All entries below are to be set down again, identical to the source.
»»
Issue #619, opened 2021-02-26
Design constrained halt group?


stanleyleee:
Hi all,
    In specification of 1.0.0 stable, it mentions that hardcoded halt group is explicitly allowed. However, I am wondering if the following scenario is also allowed.

- Hart 0,1 are pre-defined in halt group 1 and are required always in the same halt group

- Hart 2, 3 are pre-defined in halt group 2 and are required always in the same halt group

- Debugger writes dmcs2 to move hart 2 to halt group 1, but design also moves hart 3 to halt group 1 (which is not the intention of debugger).

Thanks

pdonahue-ventana:
Hard-coded values aren't writable.  If harts 2 and 3 are hard-coded into halt group 2 then the debugger cannot move hart 2 into halt group 1 (or any other halt group) and the design cannot move hart 3 into halt group 1 (or any other halt group).

stanleyleee:
Hi Donahue,
   
Thanks for your response that hardwire halt groups can not be modified.

It seems the case above should not be configured as hardwire halt groups.

If an implementation expect HARTs in the same CORE should enter halt state together because of shared resources,
Are there any suggested ways to provide the flexibility to configure COREs into same or different halt groups.

Many Thanks

pdonahue-ventana:
In your example implementation with two cores that each contain two harts, I think that you can certainly hardcode harts 0 and 1 to halt group 1 and harts 2 and 3 to halt group 2.  Or you could hardcode all four harts to group 1 but then you can't independently halt the independent cores.  Either way, things are hardcoded which eliminates the flexibility to decide whether you want to hart cores independently or together.

It seems like a reasonable use case to want the ability to dynamically put the two cores in separate groups or the same group.  All harts would start up in group 1 (since they can't be in group 0 and group 1 is the lowest group number they can be in).  You could put hart 0 in group 2 but then I think that in your implementation hart 1 ends up in group 2.  I don't think that the non-explicit change of the group for hart 1 is allowed by the spec unless there's something preventing you from selecting only hart 0 to start with.  @timsifive, do you have any ideas?

stanleyleee:
Hi,

Here is another question about halt, resume group and external trigger.

There is a description of dmcs2, "The DM external triggers available to add to halt groups may be the same as or distinct from the DM external triggers available to add to resume groups".

Which of the following cases satisfy the description?

1: An external trigger can be added to a halt group and a resume group at the same time.

[...]

PR #642, opened 2021-06-09
Unselected harts may change groups when hgwrite=1

timsifive:
Fixes the first issue brought up in #619.

Also remove some duplicate language.

### DIFF
--- a/xml/dm_registers.xml
+++ b/xml/dm_registers.xml
@@ -672,8 +672,8 @@
             hart the DM will change its group to the value written to \FdmDmcsTwoGroup,
             if the hardware supports that group for that hart.
             Implementations may also change the group of a minimal set of
-            unselected harts in the same way, if that is necessary to work
-            around a hardware limitation.
+            unselected harts in the same way, if that is necessary due to
+            a hardware limitation.
 
             When 1 is written and \FdmDmcsTwoHgselect is 1, the DM will change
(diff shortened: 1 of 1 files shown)


xml/dm_registers.xml
```diff
@@ -668,12 +668,12 @@
...
         <field name="hgwrite" bits="1" access="W1" reset="-">
-            When \FdmDmcsTwoHgselect is 0, writing 1 changes the group of all
-            selected harts to the value written to \FdmDmcsTwoGroup.
-
             When 1 is written and \FdmDmcsTwoHgselect is 0, for every selected
             hart the DM will change its group to the value written to \FdmDmcsTwoGroup,
             if the hardware supports that group for that hart.
+            Implementations may also change the group of a minimal set of
+            unselected harts in the same way, if that is necessary to work
+            around a hardware limitation.
```
pdonahue-ventana, line 676: I wouldn't say that it's working around something since in those implementations it's an intentional decision.  Maybe:
```suggestion
            Implementations may also change the group of a minimal set of
            unselected harts in the same way, if that is necessary due to
            a hardware limitation.
```

pdonahue-ventana (approved):
Looks good.  And thanks for removing that first sentence.  Before reviewing the PR, I read the existing spec first.  I was scratching my head for a minute over the difference between the first and second sentences.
««
» **TASK RESULT**
Issue #619, opened 2021-02-26
Design constrained halt group?


stanleyleee:
Hi all,
    In specification of 1.0.0 stable, it mentions that hardcoded halt group is explicitly allowed. However, I am wondering if the following scenario is also allowed.

- Hart 0,1 are pre-defined in halt group 1 and are required always in the same halt group

- Hart 2, 3 are pre-defined in halt group 2 and are required always in the same halt group

- Debugger writes dmcs2 to move hart 2 to halt group 1, but design also moves hart 3 to halt group 1 (which is not the intention of debugger).

Thanks

pdonahue-ventana:
Hard-coded values aren't writable.  If harts 2 and 3 are hard-coded into halt group 2 then the debugger cannot move hart 2 into halt group 1 (or any other halt group) and the design cannot move hart 3 into halt group 1 (or any other halt group).

stanleyleee:
Hi Donahue,
   
Thanks for your response that hardwire halt groups can not be modified.

It seems the case above should not be configured as hardwire halt groups.

If an implementation expect HARTs in the same CORE should enter halt state together because of shared resources,
Are there any suggested ways to provide the flexibility to configure COREs into same or different halt groups.

Many Thanks

pdonahue-ventana:
In your example implementation with two cores that each contain two harts, I think that you can certainly hardcode harts 0 and 1 to halt group 1 and harts 2 and 3 to halt group 2.  Or you could hardcode all four harts to group 1 but then you can't independently halt the independent cores.  Either way, things are hardcoded which eliminates the flexibility to decide whether you want to hart cores independently or together.

It seems like a reasonable use case to want the ability to dynamically put the two cores in separate groups or the same group.  All harts would start up in group 1 (since they can't be in group 0 and group 1 is the lowest group number they can be in).  You could put hart 0 in group 2 but then I think that in your implementation hart 1 ends up in group 2.  I don't think that the non-explicit change of the group for hart 1 is allowed by the spec unless there's something preventing you from selecting only hart 0 to start with.  @timsifive, do you have any ideas?

stanleyleee:
Hi,

Here is another question about halt, resume group and external trigger.

There is a description of dmcs2, "The DM external triggers available to add to halt groups may be the same as or distinct from the DM external triggers available to add to resume groups".

Which of the following cases satisfy the description?

1: An external trigger can be added to a halt group and a resume group at the same time.

[...]

PR #642, opened 2021-06-09
Unselected harts may change groups when hgwrite=1

timsifive:
Fixes the first issue brought up in #619.

Also remove some duplicate language.

### DIFF
--- a/xml/dm_registers.xml
+++ b/xml/dm_registers.xml
@@ -672,8 +672,8 @@
             hart the DM will change its group to the value written to \FdmDmcsTwoGroup,
             if the hardware supports that group for that hart.
             Implementations may also change the group of a minimal set of
-            unselected harts in the same way, if that is necessary to work
-            around a hardware limitation.
+            unselected harts in the same way, if that is necessary due to
+            a hardware limitation.
 
             When 1 is written and \FdmDmcsTwoHgselect is 1, the DM will change
(diff shortened: 1 of 1 files shown)


xml/dm_registers.xml
```diff
@@ -668,12 +668,12 @@
...
         <field name="hgwrite" bits="1" access="W1" reset="-">
-            When \FdmDmcsTwoHgselect is 0, writing 1 changes the group of all
-            selected harts to the value written to \FdmDmcsTwoGroup.
-
             When 1 is written and \FdmDmcsTwoHgselect is 0, for every selected
             hart the DM will change its group to the value written to \FdmDmcsTwoGroup,
             if the hardware supports that group for that hart.
+            Implementations may also change the group of a minimal set of
+            unselected harts in the same way, if that is necessary to work
+            around a hardware limitation.
```
pdonahue-ventana, line 676: I wouldn't say that it's working around something since in those implementations it's an intentional decision.  Maybe:
```suggestion
            Implementations may also change the group of a minimal set of
            unselected harts in the same way, if that is necessary due to
            a hardware limitation.
```

pdonahue-ventana (approved):
Looks good.  And thanks for removing that first sentence.  Before reviewing the PR, I read the existing spec first.  I was scratching my head for a minute over the difference between the first and second sentences.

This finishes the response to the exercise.